The MLCommons Association, a nonprofit consortium that aims to improve machine learning for the public good, today announced the release of two key new datasets that it says can be leverage by organizations to develop superior artificial intelligence models.
The consortium said the People’s Speech Dataset is one of the world’s most comprehensive collections of English language speeches that’s licensed for academic and commercial use. Meanwhile, the Multilingual Spoken Words Corpus is said to be one of the largest audio speech datasets in the world, with keywords spoken in 50 languages.
What MLCommons is trying to do is level the playing field in AI development. It notes that smaller organizations have a distinct disadvantage when trying to develop models for speech recognition, because the most comprehensive datasets available have always had high licensing costs. Added to that, tech giants such as Google LLC and Apple Inc. can gather large amounts of free training data through devices such as smartphones.
MLCommons points out that when researchers from the Mozilla Foundation began developing its DeepSpeech English language speech recognition tool, it was forced to reach out to TV and radio stations to acquire enough public speech data to train it.
The People’s Speech Dataset is meant to remedy that problem. It provides more than 30,000 hours of supervised conversational audio released under a Creative Commons licenses, meaning it can be used to create voice recognition models that power voice assistants and transcription software.
As for the MSWC dataset, it has more than 340,000 keywords with upwards of 23.4 million examples spanning languages spoken by more than 5 billion people. MLCommons said it can be used to train machine learning models for applications such as call centers and smart devices.
Constellation Research Inc. analyst Holger Mueller said MLCommons’ datasets will be welcomed by a developer community that struggles to obtain the high-quality training data it needs to build effective AI models in speech recognition. Speech data, he said, is very hard to capture due to matters around privacy and consent.

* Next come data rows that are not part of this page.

PR #1314, opened 2020-03-07
MNT: passing `loop=` to asyncio.Event is deprecated in py38

tacaswell:
This shims it out in our core code, there is still some usage in the
tests that will be trickier to remove.

This will become critical for the first facility that moves to py38 (it is _super_ noisy).

### DIFF
--- a/bluesky/run_engine.py
+++ b/bluesky/run_engine.py
@@ -298,13 +298,25 @@ class RunEngine:
         self._th = _ensure_event_loop_running(loop)
         self._state_lock = threading.RLock()
         self._loop = loop
-
+        if sys.version_info < (3, 8):
+            self._loop_for_kwargs = self._loop
+        else:
+            self._loop_for_kwargs = None
         # When set, RunEngine.__call__ should stop blocking.
         self._blocking_event = threading.Event()
 
         # When cleared, RunEngine._run will pause until set.
-        self._run_permit = asyncio.Event(loop=loop)
-        self.loop.call_soon_threadsafe(self._run_permit.set)
+        self._run_permit = None
+
+        setup_event = threading.Event()
+
+        def setup_run_permit():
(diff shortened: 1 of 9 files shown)


danielballan:
Power-cycled to see if this fixes the Python 3.8 + ophyd `master` failures we have seen on bluesky `master`.

bluesky/run_engine.py
```diff
@@ -298,13 +298,25 @@ def __init__(self, md=None, *, loop=None, preprocessors=None,
         self._th = _ensure_event_loop_running(loop)
         self._state_lock = threading.RLock()
         self._loop = loop
-
+        if sys.version_info < (3, 8):
+            self._loop_for_kwargs = self._loop
```
klauer, line 302: Random thought - what if you made `partial`s for the 3 different versions of the functions taking `loop=`?

tacaswell: Interesting idea.  That would put many more copies of this version check in the code base though?

I think we should also push this version check back to py37 (as that is when https://docs.python.org/3/library/asyncio-eventloop.html#asyncio.get_running_loop came in which is what makes explicitly passing the loop kwarg around unneeded).

klauer: I meant more along the lines of:

```python
self._asyncio_event = functools.partial(asyncio.Event, loop=(self._loop if sys.version_info < (3, 7) else None))
```
Perhaps it'd be more confusing 🤷
3.7 makes sense, then.

tacaswell: Ah, that makes sense.  Seems 6 of one half-dozen of the other.

I don't think we support changing the loop that the RE is attached to?

klauer: Supporting that seems like a recipe for disaster.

“A standardized dataset also opens things up for performance benchmarks as well, so we will see what these two datasets can do to improve the quality of AI models,” Mueller said. “Nothing improves AI quality more than competitions based on standardized datasets.”
Both of the datasets come with permissive licensing terms, including commercial fair use, which is not allowed with many other speech training libraries.
Keith Achorn, a machine learning engineer at Intel Corp. who helped oversee the curation of the datasets, said the hope is that it will help more developers to build speech recognition systems without budgetary constraints.